Large-Scale Spatial Data Science

Marc Genton Instructor
King Abdullah University of Science and Technology
 
Sameh Abdulah Instructor
King Abdullah University of Science and Technology
 
Mary Lai Salvaña Instructor
University of Connecticut
 
Monday, Aug 4: 8:30 AM - 5:00 PM
CE_12 
Professional Development Course/CE 
Music City Center 
Room: CC-107A 
The course, designed for data scientists, geospatial analysts, and researchers, will provide a comprehensive understanding of advanced methods in large-scale geospatial data science. The focus will be on three key topics: large-scale data modeling and prediction, accelerating geospatial data processing with multi- and mixed-precision techniques on modern hardware architectures, and parallelizing related R codes using the first parallel runtime system package in R. Participants will first explore ExaGeoStatCPP, a parallel framework for high-performance geostatistical computations. It enables efficient modeling and prediction of large-scale geospatial datasets within C++ and R environments. The course will also focus on the MPCR package, which provides multi- and mixed-precision support on CPUs and GPUs. Attendees will learn to integrate MPCR functions into their R workflows to optimize performance and precision trade-offs in computational tasks. Participants will also be introduced to RCOMPSs, a new runtime system designed to parallelize R code across HPC systems.

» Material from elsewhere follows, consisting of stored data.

Issue #2442, opened 2020-06-19
Runs fail because docker image (in codalab cache) cannot be found


nelson-liu:
**Describe the bug**

Sometimes, runs fail with error messages like:
```
Failed to download Docker image: Image nfliu/architecture-generalization-reading-comprehension-albert:latest was downloaded successfully, but it cannot be found locally due to unhandled error 404 Client Error: Not Found ("No such image: codalab-image-cache/last-used:1592516003.596136")
```

Looking at some worker logs, I see the following happening:

```
50607-2020-06-06 15:38:32,817 http://localhost:None "DELETE /v1.35/images/codalab-image-cache/last-used:1591433958.0564198?force=False&noprune=False HTTP/1.1" 404 78
50608:2020-06-06 15:38:32,818 Failed to download Docker image: Image nfliu/architecture-generalization-reading-comprehension-fusionnet:latest was downloaded successfully, but it cannot be found locally due to unhandled error 404 Client Error: Not Found ("No such image: codalab-image-cache/last-used:1591433958.0564198")
```

I haven't dug into the code, but it seems like images are getting pruned right before they have to get used, so when the worker tries to start a container on them, it can't.

PR #2467, opened 2020-06-19
Enable workers to exit on exceptions, instead of sleeping

### LINKED ISSUE #2441: Workers should have a flag that enable them to exit on exceptions

At the moment, when the worker runs into an exception, it'll sleep for an hour. https://github.com/codalab/codalab-worksheets/blob/master/codalab/worker/worker.py#L206-L211

This behavior isn't very good for workers that run on batch compute systems (e.g., Slurm or AWS Batch)—the worker will keep the job active, hogging resources, when often the error isn't something that can be recovered from by simply waiting (e.g. #2439 ). It'd be nice if there was a flag that enabled workers to terminate when they hit an exception, instead of sleeping in a loop forever.

nelson-liu:
Fixes #2441 

This is important especially when workers on running on batch compute, since some errors are irrecoverable (e.g., #2442 ). In this case, it's easier / more-efficient to just exit the worker and restart, but this isn't currently possible because workers cannot exit on Exceptions.

### DIFF
--- a/codalab/worker/main.py
+++ b/codalab/worker/main.py
@@ -147,6 +147,11 @@ def parse_args():
         default=sys.maxsize,
         help='The worker quits after this many jobs assigned to this worker',
     )
+    parser.add_argument(
+        '--exit-on-exception',
+        action='store_true',
+        help="Exit the worker if it encounters an exception (rather than sleeping).",
+    )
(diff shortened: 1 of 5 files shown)


candicegjing (approved):
LGTM!

PR #2477, opened 2020-06-20
Remove the quotes around record item values

### LINKED ISSUE #2608: Remove quotes around record item

yipenghe:
resolve #2608


frontend/src/components/worksheets/items/RecordItem.js
```diff
@@ -62,19 +62,19 @@ class RecordItem extends React.Component {
...
-        var items = item.rows.map(function(item, index) {
-            var ref = 'row' + index;
+        let className = 'table table-record' + (focused ? ' focused' : '');
+        let bundleInfo = item.bundles_spec.bundle_infos[0];
+        let header = item.header;
+        let k = header[0];
+        let v = header[1];
+        let items = item.rows.map(function(item, index) {
+            let ref = 'row' + index;
+            let displayValue = JSON.stringify(item[v]); // stringify is needed to convert metadata objects
```
epicfaace, line 72: Why can't we just do `String(item[v])` instead of doing json stringify and then substringing it?

yipenghe: String() converts object to [object object] (literal) rather than giving the value

epicfaace: Right, but when the value is a string, we'd want to do `String(item[v])`, right?

yipenghe: item[v] is not guaranteed to be a string, which is why there was already a json.stringify before

epicfaace: When would item[v] be an object though? I'd think it would only be a string / int / etc.?

epicfaace (approved):

frontend/src/components/worksheets/items/RecordItem.js
yipenghe: I'm not quite sure but there was a issue regarding this and it turned out the value was an object

PR #2478, opened 2020-06-20
CI: Remove some parallelism

epicfaace:
Remove some unnecessary parallelism in github actions, so that we require less parallel workers per job.

The build still takes ~10 mins to complete, but it now requires only 16 parallel jobs instead of 22.

### DIFF
--- a/.github/workflows/test.yml
+++ b/.github/workflows/test.yml
@@ -59,8 +59,7 @@ jobs:
           - search read kill write mimic workers
           - resources
           - memoize
-          - copy netcat
-          - netcurl
+          - copy netcat netcurl
     steps:
       - name: Clear free space
         run: |
--- a/.github/workflows/test.yml
+++ b/.github/workflows/test.yml
@@ -52,7 +52,7 @@ jobs:
     needs: [build]
     strategy:
       matrix:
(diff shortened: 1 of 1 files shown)


.github/workflows/test.yml
```diff
@@ -52,7 +52,7 @@ jobs:
     needs: [build]
     strategy:
       matrix:
-        test: [unittest gen-rest-docs gen-cli-docs gen-readthedocs basic status batch anonymous competition unicode rest1 upload1 upload2 upload3 upload4 download refs binary rm make worksheet_search worksheet_tags freeze detach perm search_time groups,search,run,run2,read,kill,write,mimic workers,resources,copy memoize,netcat,netcurl]
+        test: [unittest gen-rest-docs gen-cli-docs gen-readthedocs basic status batch anonymous competition unicode rest1 upload1 upload2 upload3 upload4 download refs binary rm make worksheet_search worksheet_tags freeze detach perm search_time groups,run,run2,search read kill write mimic workers,resources,memoize,copy netcat,netcurl]
```
teetone: Is it possible to add new lines in `yml` files? This line is a bit too long.

teetone (approved):

PR #2492, opened 2020-06-23
Backward compatibility

### LINKED ISSUE #2491: Ensure backward compatibility of worker run state
During the release of v0.5.15, we introduced a new field in RunState (a namedtuple object). In the deployment, since the old worker run state doesn't have this new field, we had some failures in starting workers with new logic. This ticket is to add this backward compatibility into our logic so that there won't be any manual work during future releases.

candicegjing:
Fixed #2491.

Added some logic to sync the old run state object with the new run state object. defaulting the fields with the value `None` for now, although it might not be the best default value to use. So please feel free to suggest.


nelson-liu:
> defaulting the fields with the value None for now, although it might not be the best default value to use. So please feel free to suggest.

Would it work to use the same default as https://github.com/codalab/codalab-worksheets/blob/ac11edc772c1a7aef0dc12e18a70ddfe149f90b1/codalab/worker/worker.py#L536-L553 ?

candicegjing:
> > defaulting the fields with the value None for now, although it might not be the best default value to use. So please feel free to suggest.
> 
> Would it work to use the same default as
> 
> https://github.com/codalab/codalab-worksheets/blob/ac11edc772c1a7aef0dc12e18a70ddfe149f90b1/codalab/worker/worker.py#L536-L553
> ?

I think that's a good idea! There seems to have [a `defaults` parameter](https://docs.python.org/3/library/collections.html#collections.namedtuple) that you can specify for `namedtuple` from the rightmost to left parameters. The above parameters when we initiate a RunState object could have been defined in `defaults`, but it might reduce the readability of code as of it's now. So I just defined the defaults of the new field in the RunState object and keep the rest of the code as it is right now.

nelson-liu (changes requested):
The `defaults` field of `namedtuple` isn't in python3.6 :( Would it work to just have a class? Or is it hard to do backwards-compatible serialization in that case?

Side note: If we weren't constrained to 3.6, I feel like `DataClasses` would be perfect here https://docs.python.org/3/library/dataclasses.html

candicegjing:
> The `defaults` field of `namedtuple` isn't in python3.6 :( Would it work to just have a class? Or is it hard to do backwards-compatible serialization in that case?

ah, you are exactly right! It's not in python3.6...... >.<  
Plus I think we probably need to stay on python3.6 for a while...
I guess using `None` as default for an older version of RunState would probably work, as it covers basically `False`, `0` and `None` in Python3. Plus, this is an old run, which doesn't really need those additional new fields at all. (although this is not a perfect solution, but I guess it works.)

codalab/worker/worker.py
```diff
@@ -168,6 +168,23 @@ def load_state(self):
...
+        """
+        for uuid, run_state in self.runs.items():
+            values = [getattr(run_state, name) for name in run_state._fields]
+            old_len = len(run_state._fields)
+            new_len = len(RunState._fields)
+            # When there are additional new fields detected, recreate the run_state object
+            # to include those new fields with default "None" specified from RunState object
+            if old_len < new_len:
+                for i in range(old_len, new_len):
+                    values.append(None)
```
teetone, line 197: Does this depend on the order of the field names of `RunState` defined in `worker_run_state.py`?

percyliang: Would be good to write this in a way that looks at the field names rather than assuming size and order are meaningful.

candicegjing: Sure. I originally thought these existing fields are needed to keep the current worker functional, and appending new fields at the end seems to be reasonable, so I compare the length and keep the order of the existing run state object. But looking for field names is definitely more robust in case we want to change the list in the future.

teetone (approved):

PR #2496, opened 2020-06-24
Switch docs site to mkdocs-material

epicfaace:
Switched the docs site to use the mkdocs-material theme.

I like this because:
- Looks better / more consistent with our main site, which is material-ui themed
- URLs for docs stay the same, as we're still using mkdocs
- We are more able to organize docs using tabs -- this provides a clear path for us to add things such as tutorials / guides without making the existing readthedocs site more cluttered
- Subsections are rendered as a separate navigation on the right instead of showing up on the left navigation, which again makes it feel less cluttered when you have large pages in the documentation

image


yipenghe:
Looks good to me, it's nice to have a more consistent style with the website, should we change?@percyliang

epicfaace:
@percyliang what do you think about the new mkdocs theme?

percyliang (approved):
Looks great!

PR #2499, opened 2020-06-24
Use docker BuildKit for building images

epicfaace:
Use [Docker BuildKit](https://docs.docker.com/develop/develop-images/build_enhancements/). Has a more interactive UI for development and is also faster to build images on CI.

BuildKit is only supported on Docker 18.09+, but with this change, people who are using older versions of Docker will still have the same experience as before.

For example, on the local development environment, we have a cleaner UI with time metrics:

image

CI also gives us time metrics now:

image

### DIFF
--- a/codalab_service.py
+++ b/codalab_service.py
@@ -584,7 +584,7 @@ class CodalabServiceManager(object):
             success = True
         else:
             try:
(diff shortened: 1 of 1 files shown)


epicfaace:
Cache isn't working with buildkit, so let's hold off on this.

PR #2506, opened 2020-06-25
Don't limit WorkerManager staged bundle search by provided tags

nelson-liu:
It's nice to be able to specify tags for workers, but still leave them to run untagged bundles. The current behavior is that more workers won't be launched if there are staged bundles that match all other criteria except the tag.


nelson-liu:
in case the motivation for this fix isn't clear: in general, staged bundles should correspond to bundles that the workers launched by the workermanager can run.

candicegjing (approved):

PR #2508, opened 2020-06-25
Add --worker-pass-down-termination flag to WorkerManager

nelson-liu:
This enables use in the AWSBatchWorkerManager as well, useful for when spot instances get pre-empted.

### DIFF
--- a/codalab/worker_manager/aws_batch_worker_manager.py
+++ b/codalab/worker_manager/aws_batch_worker_manager.py
@@ -102,6 +102,8 @@ class AWSBatchWorkerManager(WorkerManager):
             command.extend(['--exit-after-num-runs', str(self.args.worker_exit_after_num_runs)])
         if self.args.worker_exit_on_exception:
             command.extend(['--exit-on-exception'])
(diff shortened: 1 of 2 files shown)


codalab/worker_manager/aws_batch_worker_manager.py
```diff
@@ -102,6 +102,8 @@ def start_worker_job(self):
             command.extend(['--exit-after-num-runs', str(self.args.worker_exit_after_num_runs)])
         if self.args.worker_exit_on_exception:
             command.extend(['--exit-on-exception'])
+        if self.args.worker_pass_down_termination:
+            command.extend(['--pass-down-termination'])
```
percyliang, line 106: I know this is orthogonal to this PR, but seems like this block can be pulled out and shared across all worker managers?

percyliang (approved):

codalab/worker_manager/aws_batch_worker_manager.py
nelson-liu: Yeah, that's a good idea.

The course will demonstrate how RCOMPSs can be used to accelerate R code execution in high-performance computing environments, providing hands-on experience in parallelizing computations effectively. Hands-on sessions will provide practical examples of parallelizing computations. By the end of the course, participants will have gained advanced skills in large-scale geospatial data science and be ready to apply them in their professional roles.